[Saved entries]
PR #209, opened 2015-11-03
DASHBUILDE-58: Remove quotes in json for numeric filter parameters

nmirasch:
This pr include the refactor to avoid duplicated classes for json marshaling, and the test related.


jbpm-console-ng-generic/jbpm-console-ng-data-filters-client/src/test/java/org/jbpm/console/ng/df/client/filter/FilterSettingsJSONMarshallerTest.java
```diff
@@ -0,0 +1,149 @@
...
+        DisplayerSettingsJSONMarshaller displayerJsonMarshaller = new DisplayerSettingsJSONMarshaller(datasetJsonMarshaller, lookupJsonMarshaller);
+        filterSettingsJSONMarshaller = new FilterSettingsJSONMarshaller(displayerJsonMarshaller);
+    }
+
+    @Test
+    public void testJSONConversion() throws Exception {
+        FilterSettings filterSettings = createTableSettings();
+        String json = filterSettingsJSONMarshaller.toJsonString(filterSettings);
+        FilterSettings fs = filterSettingsJSONMarshaller.fromJsonString(json);
+        assertTrue("Check the number of operations",
```
jhrcek: It's nice to see that duplicated code from dashbuilder to be gone!
I'm also glad that we started working on some test coverage. With several tests like these we can easily expand the coverage in the future.

Just a small nitpick about this assert. In the cases like this I would recommend using
assertEquals(message, expected, actual)
instead of
assertTrue(message, expected==actual)

This way you'll get more informative error messages in case of failing tests (the former will give you something like "expecting A to be equal to B", whereas the latter just "expecting true but was false")

porcelli: +1 for the comment (have clear asserts)... but due the emergency (master broken), I'm considering OK for merge.

porcelli:
https://github.com/droolsjbpm/jbpm-console-ng/commit/0c9c7853d7af3154f715ea83cc33c3f1b05104c6

csadilek:
@porcelli wasn't here and isn't aware of the original PR: https://github.com/droolsjbpm/jbpm-console-ng/pull/203. We held back with this on purpose (for master) to get the refactoring in and I am very glad we have it this now. This saves ~900 lines of duplicated code! So, that's great.

porcelli:
@csadilek +1M for such approach!

PR #211, opened 2015-11-06
BZ:1277466 - No tasks shown in task list

nmirasch:
There is a problem with the war generated from jenkins build and the dataset conditions with datasets and their json generated, that I can't reproduce in my local environment.
This code does the same that it did before but I want to check what is the behavior  in the next build with this code.


jhrcek:
+1 to merge. Please review and merge asap. This PR is related to investigation about what's causing the critical tasklist bug (BZ 1277466 -not tasks shown in the task list).

csadilek:
I don't think we should push upstream just for investigation purposes. In this case, the new code is cleaner than the old one though (got rid of using exceptions as control flow).

6.3.x: b9ee18604c21730050ad4af3048b00cc996c0c2c

Thanks.

PR #215, opened 2015-11-10
BZ:1275245 - Oracle DBs: Tasks is status 'Ready' not visible in task …

nmirasch:
…list
The problem with the oracle database is Oracle11 considers the value '' as null. I added another condition to the dataset query to control that situation.


csadilek:
6.3.x: 34d5bfbdd064652d05f9ea3281b0acd02d07a38a

The fact that none of this code is tested / maintainable is very concerning. This particular error we would have only found with an integration test against Oracle, but we still need to investigate how to refactor this code/project to add more unit tests.

csadilek:
Thanks for the fix @nmirasch.

csadilek:
Please don't forget to send a PR to master if the fix should be applied there as well.

PR #216, opened 2015-11-11
BZ:1277466 - No tasks shown in task list. 

nmirasch:
I introduced a bug creating a constructor for doing test. The window to create addon task doesn't close after creation.
Here is the fix, removing the @inject. This pr doesn't take test  because they are included in previous pr and this code doesn't change anything in that sense


csadilek:
Hi @nmirasch, This commit message is a duplicate again. Please change the title or amend some details so we can keep them apart more easily.

csadilek:
Thanks.

6.3.x: 338e990a53439cf5a5c306ad9a35be2da998ac8b

Yes, there are tests in the previous PR but the fact that this bug slipped through is indication enough that the coverage is not where it should be. Let's make sure we improve the quality of this project going forward!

■ **Work to complete**:
Produce only the lines from the line containing "Please don't forget" through the line containing "I introduced a", inclusive of both, exactly as they stand in the entries above.

■ **Task result**:
Please don't forget to send a PR to master if the fix should be applied there as well.

PR #216, opened 2015-11-11
BZ:1277466 - No tasks shown in task list. 

nmirasch:
I introduced a bug creating a constructor for doing test. The window to create addon task doesn't close after creation.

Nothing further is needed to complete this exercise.